The New Maudsley carer coaching is designed to be used as a supplement to the skills training manual and the DVD.   The DVD and the manual complement each other and it is advisable to read through the manual before turning to the DVD.  The DVD describes the same techniques and strategies as those illustrated in the manual, providing a visualisation of practical examples of everyday situations through role plays.

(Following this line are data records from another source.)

PR #806, opened 2023-06-18
[BUGFIX] Ensure correct `ViewHelperNode` in `ViewHelper`

### LINKED ISSUE #804: Fluid 2.9.x has trouble with StaticCacheable ViewHelpers and cached partials/templates
When working with EXT:solr (dev-main) we've noticed a strange behaviour which I want to demonstrate quickly.

I have
* A template file (Results.html)
* Calling a partial file (Pagination.html)
* Using a simple ViewHelper (static cacheable) that just returns the given argument "page".

When calling the page with the template + partial for the first time, everything is fine, the second time (when Partials and Templates are cached), the ViewHelper always outputs the same value.

This does not happen in 2.8.x but only in 2.9.x.

Results.html:
```
<html xmlns="http://www.w3.org/1999/xhtml" lang="en"
	xmlns:f="http://typo3.org/ns/TYPO3/Fluid/ViewHelpers"
	xmlns:s="http://typo3.org/ns/ApacheSolrForTypo3/Solr/ViewHelpers"
	data-namespace-typo3-fluid="true"
>

<f:render partial="Result/Pagination" arguments="{allPageNumbers: '{1:1, 2:2, 3:3, 4:4, 5:5}', previousPageNumber: 1, nextPageNumber: 3}"/>

</html>
```

Pagination.html:
```
<html xmlns="http://www.w3.org/1999/xhtml" lang="en"
	xmlns:f="http://typo3.org/ns/TYPO3/Fluid/ViewHelpers"
	xmlns:s="http://typo3.org/ns/ApacheSolrForTypo3/Solr/ViewHelpers"
	data-namespace-typo3-fluid="true"
>

<ul class="pagination-test">
	<li class="page-item">{s:compilable(page: previousPageNumber)}- {previousPageNumber}</li>

	<f:for each="{allPageNumbers}" as="page">
		<li class="page-item">{s:compilable(page: '{page}')} - {page}</li>
	</f:for>

	<li class="page-item">{s:compilable(page: '{nextPageNumber}')} - {nextPageNumber}</li>
</ul>

</html>
```

CompilableViewHelper.php:
```
<?php
declare(strict_types=1);

namespace ApacheSolrForTypo3\Solr\ViewHelpers;

use TYPO3Fluid\Fluid\Core\Rendering\RenderingContextInterface;
use TYPO3Fluid\Fluid\Core\ViewHelper\Traits\CompileWithRenderStatic;
use TYPO3Fluid\Fluid\Core\ViewHelper\AbstractViewHelper;

class CompilableViewHelper extends AbstractViewHelper
{
    use CompileWithRenderStatic;

    /**
     * @inheritdoc
     */
    public function initializeArguments(): void
    {
        parent::initializeArguments();
        $this->registerArgument('page', 'int', 'The page', false);
    }

    public static function renderStatic(
        array $arguments,
        \Closure $renderChildrenClosure,
        RenderingContextInterface $renderingContext,
    ) {
        $page = $arguments['page'] ?? 1;
        return (string)$page;
    }
}
```

The output on the first run:
```
<ul class="pagination-test">
<li class="page-item">1- 1</li>
	<li class="page-item">1 - 1</li>
	<li class="page-item">2 - 2</li>
	<li class="page-item">3 - 3</li>
	<li class="page-item">4 - 4</li>
	<li class="page-item">5 - 5</li>
<li class="page-item">3 - 3</li>
</ul>
```

The output on all subsequent runs:
```
<ul class="pagination-test">
<li class="page-item">3- 1</li>
	<li class="page-item">3 - 1</li>
	<li class="page-item">3 - 2</li>
	<li class="page-item">3 - 3</li>
	<li class="page-item">3 - 4</li>
	<li class="page-item">3 - 5</li>
<li class="page-item">3 - 3</li>
</ul>
```

sbuerk:
Fluid have been designed without DependencyInjection
and therefore shared classes, for example ViewHelper,
in mind.

Using systems can implement custom ViewHelperResolvers
to determine how ViewHelper are resolved and created,
using custom configuration. For example, the TYPO3 CMS
implements such a custom ViewHelperResolver providing
the ability to instanciate them throug Symfony DI.

This allows shared ViewHelper instances now and may
become more likely, especial for custom ViewHelper
using the `CompileWithRenderStatic` trait.

ViewHelper and ViewHelperNodes are connected through
cycling references. This has not been a problem until
the execution code for `convert()` have been moved
from ViewHelperNode to the AbstractViewHelper (#787)
to avoid creating unnessesary children codes, which may
be duplicated and not needed. However, that enforced
the code to work with the `ViewHelperNode` set in the
`ViewHelper`.

Using DI and shared `ViewHelper` now leads to the state,
that the wrong `ViewHelperNode` instance is referenced
in the shared `ViewHelper`. That compiled template code
retrieving the wrong argument in some circumstances, for
example in a for-loop when the viewhelper are additionaly
used after the for-loop.

Moving the `convert()` code from the node to the ViewHelper
is valid, but `shared ViewHelper instances` are valid too.

This change now updates the ViewHelperNode reference in
the ViewHelper before dispatching to the ViewHelper.
We do not have any evidence yet, but the same thing is
done in the `ViewHelperNode->evaluate()` method.

This is baked by a regression test. A cross check is
added, but skipped for now as it makes the test green
even without the fix. That points to another issue,
test setup related or other, and have to be tackled
in a dedicated change. The skipped test is added to
the phpstan baseline.

Used command(s):

```shell
composer phpstan:generate-baseline
```

Resolves #804
Related: #787 https://github.com/TYPO3/Fluid/commit/1f1dc5ac2d23aff659a8b305f0ac765d15b7fba7

### DIFF
--- a/phpstan-baseline.neon
+++ b/phpstan-baseline.neon
@@ -114,3 +114,8 @@ parameters:
 			message: "#^Call to static method PHPUnit\\\\Framework\\\\Assert\\:\\:assertSame\\(\\) with TYPO3Fluid\\\\Fluid\\\\Tests\\\\Functional\\\\Fixtures\\\\Various\\\\UserWithoutToString and string will always evaluate to false\\.$#"
 			count: 1
 			path: tests/Functional/ViewHelpers/Format/HtmlspecialcharsViewHelperTest.php
+
+		-
+			message: "#^Unreachable statement \\- code above always terminates\\.$#"
+			count: 1
+			path: tests/Functional/ViewHelpers/StaticCacheable/NotSharedStaticCompilableViewHelperTest.php
--- a/src/Core/Parser/SyntaxTree/ViewHelperNode.php
+++ b/src/Core/Parser/SyntaxTree/ViewHelperNode.php
@@ -122,18 +122,42 @@ class ViewHelperNode extends AbstractNode
      * If the view helper implements \TYPO3Fluid\Fluid\Core\ViewHelper\ChildNodeAccessInterface,
      * it calls setChildNodes(array childNodes) on the view helper.
      *
-     * Afterwards, checks that the view helper did not leave a variable lying around.
+     * Afterward, checks that the view helper did not leave a variable lying around.
      *
      * @param RenderingContextInterface $renderingContext
      * @return string evaluated node after the view helper has been called.
      */
     public function evaluate(RenderingContextInterface $renderingContext)
     {
+        // This is added as a safe-off, currently no evidence that we need this here like in convert().
+        // See: https://github.com/TYPO3/Fluid/issues/804
+        $this->updateViewHelperNodeInViewHelper();
         return $renderingContext->getViewHelperInvoker()->invoke($this->uninitializedViewHelper, $this->arguments, $renderingContext);
     }
 
     public function convert(TemplateCompiler $templateCompiler): array
     {
+        // We need this here to avoid https://github.com/TYPO3/Fluid/issues/804.
+        $this->updateViewHelperNodeInViewHelper();
         return $this->uninitializedViewHelper->convert($templateCompiler);
+    }
+
+    /**
+     * Ensure correct ViewHelperNode (this) reference in the uninitialized ViewHelper instance.
+     */
+    protected function updateViewHelperNodeInViewHelper(): void
+    {
+        // Custom ViewHelperResolver can and are implemented providing the ability to instantiate ViewHelpers through
+        // a DependencyInjection system like Symfony DI, for example done by TYPO3. Due to the nature, instances may be
+        // set as shared, which means that changes to property reflects the latest set state. Therefore, we need to set
+        // the current ViewHelperNode to a viewhelper instance to ensure correct context.
+        // See https://github.com/TYPO3/Fluid/issues/804
+        // @todo We should evaluate if we can get rid of this state and better pass it around.
+        // @todo The ViewHelperInterface does not contain the setViewHelperNode() method. Most likely ViewHelper are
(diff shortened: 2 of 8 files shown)


s2b (approved):

bmack (commented):
works for me!

NamelessCoder:
Guys. Here's the thing:

ViewHelpers are by design created to *not* be shared instances. The problem isn't that Fluid doesn't handle a shared instance (it was never supposed to, and this is something that TYPO3 specifically is trying to force it to do via a ViewHelperResolver override). The problem is that you/users are declaring every ViewHelper to be a **shared** service. Which is why you now have to jump through hoops and do various workarounds in Fluid, adding new mutability and relying on transient states.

It is hoped that these materials and the coaching process will help in reducing distress along with any behaviours that may be accommodating the symptoms.  This involves contemplating and reflecting upon change.  There are challenges to contemplating and instigating change: it is hoped that by experimenting with the ways you yourself react to the illness, that this will have a positive effect on encouraging change in your loved one. 

 The role of the coach: 

  • to support the carer at all times in a climate of trust, honesty and openness
  • to maintain a non-judgmental attitude
  • to actively listen to the carer at all times, offering constructive feedback and occasionally checking meaning through summarizing
  • to encourage carers to explore options available to them
  • to praise achievements, no matter how small
  • to challenge and gently nudge carers out of their comfort zones
  • to use effective open-ended questioning techniques to encourage reflection
  • to facilitate carers to understand their own needs
  • to act as a sounding board and allowing carers to brainstorm ideas and possible solutions or options
  • to raise awareness and open choices
  • to encourage responsibility
  • to help carers explore their values and beliefs
  • to keep carers on track within the session
  • to help carers to set goals for themselves and defining their action plans
  • to give 100% commitment within the coaching situation maintaining confidentiality within a team setting

 Role of the carer: 

  • to determine a comfortable, realistic time-scale in which you can watch the DVD and read the manual and with the help of your coach, experiment in implementing some of the strategies in the materials 
  • to indicate how many times you would like to be coached in terms of intervals, e.g. weekly, fortnightly or every three weeks.  It is important for the carer to be realistic when stipulating intervals taking into account other commitments.  Please remember that if intervals are either too close together or, indeed, too far apart, motivation tends to fall. 
  • to state whether you would like your coach to make any suggestions should you run out of ideas.  Whether or not you choose to accept these suggestions will be entirely up to you.

Unfortunately, in the case of eating disorders, there is no magic remedy.  The road to recovery can be a long and arduous one, a journey that whips up considerable emotional upheaval along its path.  It is our hope that the techniques offered in the New Maudsley approach can replace the frustration, despair and anger with a renewed sense of hope, optimism and well-being that will ultimately be passed on to your loved one.